*** Listed entries ***

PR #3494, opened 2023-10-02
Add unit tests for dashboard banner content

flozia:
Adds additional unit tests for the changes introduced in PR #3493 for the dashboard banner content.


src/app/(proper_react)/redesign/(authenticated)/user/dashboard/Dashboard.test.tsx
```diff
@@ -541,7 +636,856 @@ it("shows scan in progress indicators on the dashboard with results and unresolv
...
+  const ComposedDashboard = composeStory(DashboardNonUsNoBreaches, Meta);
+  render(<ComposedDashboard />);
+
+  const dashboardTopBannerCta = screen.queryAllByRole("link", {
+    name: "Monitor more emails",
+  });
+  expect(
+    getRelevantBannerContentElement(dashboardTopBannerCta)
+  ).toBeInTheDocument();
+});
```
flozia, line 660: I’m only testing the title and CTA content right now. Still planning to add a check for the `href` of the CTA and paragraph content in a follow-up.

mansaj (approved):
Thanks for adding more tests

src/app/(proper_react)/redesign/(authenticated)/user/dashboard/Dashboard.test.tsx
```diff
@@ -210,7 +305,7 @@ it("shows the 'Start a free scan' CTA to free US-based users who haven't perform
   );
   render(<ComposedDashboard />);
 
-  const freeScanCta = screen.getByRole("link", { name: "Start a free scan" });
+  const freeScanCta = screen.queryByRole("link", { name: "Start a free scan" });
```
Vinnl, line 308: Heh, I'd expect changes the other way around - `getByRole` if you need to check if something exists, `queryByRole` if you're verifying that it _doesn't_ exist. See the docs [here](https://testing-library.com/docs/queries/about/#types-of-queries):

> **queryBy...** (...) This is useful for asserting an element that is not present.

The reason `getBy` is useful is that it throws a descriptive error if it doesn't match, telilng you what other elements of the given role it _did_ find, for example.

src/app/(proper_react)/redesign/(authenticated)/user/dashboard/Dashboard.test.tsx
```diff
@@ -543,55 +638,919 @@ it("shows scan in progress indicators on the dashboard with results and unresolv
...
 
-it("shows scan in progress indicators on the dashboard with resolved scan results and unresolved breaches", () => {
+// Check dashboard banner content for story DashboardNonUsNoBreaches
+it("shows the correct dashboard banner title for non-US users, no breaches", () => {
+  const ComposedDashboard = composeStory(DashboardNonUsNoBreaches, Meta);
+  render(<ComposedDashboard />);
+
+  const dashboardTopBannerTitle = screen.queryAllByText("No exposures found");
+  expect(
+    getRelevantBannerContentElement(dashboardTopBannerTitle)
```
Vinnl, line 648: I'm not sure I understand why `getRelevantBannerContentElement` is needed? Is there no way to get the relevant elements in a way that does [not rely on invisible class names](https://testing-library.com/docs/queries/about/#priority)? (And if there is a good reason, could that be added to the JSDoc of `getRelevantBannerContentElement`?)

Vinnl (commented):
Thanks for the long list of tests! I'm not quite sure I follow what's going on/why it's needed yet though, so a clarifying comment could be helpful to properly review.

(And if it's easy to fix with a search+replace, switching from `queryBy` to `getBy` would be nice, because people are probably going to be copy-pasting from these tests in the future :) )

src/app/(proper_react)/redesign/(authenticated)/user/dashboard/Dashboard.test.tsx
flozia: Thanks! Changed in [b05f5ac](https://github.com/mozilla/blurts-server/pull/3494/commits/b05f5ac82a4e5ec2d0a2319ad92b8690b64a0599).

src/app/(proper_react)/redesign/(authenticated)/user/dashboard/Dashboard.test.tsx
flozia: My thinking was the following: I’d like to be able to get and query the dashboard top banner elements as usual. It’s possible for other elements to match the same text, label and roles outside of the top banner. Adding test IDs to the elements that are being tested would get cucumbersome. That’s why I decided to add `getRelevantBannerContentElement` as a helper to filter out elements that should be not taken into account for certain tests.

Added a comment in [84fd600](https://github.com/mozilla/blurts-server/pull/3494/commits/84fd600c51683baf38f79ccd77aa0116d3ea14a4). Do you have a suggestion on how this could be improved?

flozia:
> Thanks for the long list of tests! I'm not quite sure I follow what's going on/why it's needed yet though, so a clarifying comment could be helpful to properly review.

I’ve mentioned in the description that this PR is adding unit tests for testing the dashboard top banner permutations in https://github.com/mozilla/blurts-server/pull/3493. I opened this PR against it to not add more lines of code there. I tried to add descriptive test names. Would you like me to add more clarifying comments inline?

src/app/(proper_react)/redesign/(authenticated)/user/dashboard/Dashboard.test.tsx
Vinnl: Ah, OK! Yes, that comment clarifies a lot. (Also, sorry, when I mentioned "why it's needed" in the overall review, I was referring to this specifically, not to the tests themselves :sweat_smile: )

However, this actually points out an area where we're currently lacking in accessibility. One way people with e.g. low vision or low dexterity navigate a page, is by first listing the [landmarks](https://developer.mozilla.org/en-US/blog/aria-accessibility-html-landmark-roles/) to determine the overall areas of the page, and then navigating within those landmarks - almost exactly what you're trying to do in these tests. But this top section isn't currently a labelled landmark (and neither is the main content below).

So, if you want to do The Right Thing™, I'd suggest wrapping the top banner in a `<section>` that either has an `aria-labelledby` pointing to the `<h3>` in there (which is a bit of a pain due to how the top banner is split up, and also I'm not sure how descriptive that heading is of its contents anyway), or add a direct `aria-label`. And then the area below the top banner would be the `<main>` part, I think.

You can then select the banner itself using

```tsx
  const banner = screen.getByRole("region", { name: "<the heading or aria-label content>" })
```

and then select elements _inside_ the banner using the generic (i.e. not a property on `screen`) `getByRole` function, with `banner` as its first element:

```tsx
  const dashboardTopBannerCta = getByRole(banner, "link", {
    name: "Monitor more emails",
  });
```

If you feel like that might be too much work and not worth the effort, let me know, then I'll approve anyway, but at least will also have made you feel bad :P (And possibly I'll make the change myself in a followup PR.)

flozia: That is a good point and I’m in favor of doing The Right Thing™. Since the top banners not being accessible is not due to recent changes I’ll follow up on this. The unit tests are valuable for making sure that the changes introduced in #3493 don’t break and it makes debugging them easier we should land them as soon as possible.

*** End of Listed entries ***

About this task
The expected output is every line from the material above where "freeScanCta" can be found.

Problem solution
-  const freeScanCta = screen.getByRole("link", { name: "Start a free scan" });
+  const freeScanCta = screen.queryByRole("link", { name: "Start a free scan" });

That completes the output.